The CMS has granted tentative coverage for HIV screening of all beneficiaries without regard to perceived risk behavior, it announced via a proposed national coverage memo.
“CMS concludes that screening for HIV infection provides direct benefit to the Medicare population,” the agency says in its decision memo. “Evidence is adequate to conclude that screening for HIV infection for all individuals between the ages of 15 and 65 years … is reasonable and necessary for the early detection of HIV.”
Testing had been covered only for pregnant woman and those at high risk for the virus. The proposed national coverage decision brings Medicare policy in line with a 2013 U.S. Preventive Services Task Force recommendation, although that recommendation applies only to people between ages 15 and 65.
Of the estimated total 1.1 million persons with HIV infection living in the U.S. in 2010, people age 55 and older accounted for 217,000 or 19% of the persons living with the disease, data show. It is estimated that by this year, half of the HIV infected persons in the U.S. will be 50 years of age or older, research shows.
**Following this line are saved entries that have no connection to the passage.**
Issue #3806, opened 2021-02-24
bug/chore: ParallelProcessor tests are flaky


slarse:
> By merge there were problems in our CI see https://github.com/INRIA/spoon/runs/1726213633. At first glance it looks like a race condition in ParallelProcessor on windows(argh)

_Originally posted by @MartinWitt in https://github.com/INRIA/spoon/issues/3755#issuecomment-763401113_

This now just happened again, but in a different test: https://github.com/INRIA/spoon/runs/1969383888#step:5:12462

Perhaps we should disable this test on Windows until someone can dedicate some time to the Windows compatibility issues.

slarse:
To be clear, we've had flaky failures in `compareWithSingleThreaded1` and `compareWithSingleThreaded3`. I'd suggest disabling all `compareWithSingleThreadedX` tests until someone can deal with this.

slarse:
Actually, `compareWithSingleThreaded2` probably does not need to be disabled as it runs on a single thread.

slarse:
Okay, now there was a failure on Ubuntu: https://github.com/INRIA/spoon/runs/1969811221?check_suite_focus=true#step:5:15517

So these tests are just flaky.

slarse:
I'll try to have a look at what's causing the test failures tomorrow. I've no idea of what the parallel processing architecture looks like, so I may or may not be able to debug this with the little time I can spare to it.

slarse:
Step one here is to improve the assertions in the tests to let us actually see what the "wrong" output is, the next time it happens.

MartinWitt:
I hoped my documentation about what I was testing was enough. See https://github.com/INRIA/spoon/blob/eac3535a6ffaa30db1beb829f7363a6f49f50e79/src/test/java/spoon/test/processing/processors/ParallelProcessorTest.java#L80
More or less I test If the parallelprocessor visits the some number of elements as a normal processor.

slarse:
@MartinWitt you misunderstand me, I didn't mean I don't understand _what's_ being tested, I meant that the assertion just says "nope". I want to see what the numbers are :)

slarse:
I.e. this is the failure info:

The broader screening coverage also would extend screenings to about 9 million people who are under 65 and on Medicare because of a disability.
The CMS made the decision following a comment period that ended Sept. 3, 2014, and plans to release a final decision by May 5.
The existing policy was problematic because it relies on beneficiaries to identify themselves as at-risk, Chandra Ford, an assistant professor in the Department of Community Health Sciences at the Fielding School at UCLA, told Modern Healthcare last year.
“If we rely on risk-based screening, we are counting on people to tell us they engaged in stigmatized behaviors, and we know that people underreport those,” she said. It is unlikely doctors are proactively broaching sex and other behaviors with elderly patients, she said. “People, for some reason, assume once people hit a certain age, they no longer engage in risky behavior,” Ford said.
Medicare spending on HIV totaled $6.6 billion in 2014. The agency requested an additional $400 million for fiscal 2015, federal data show.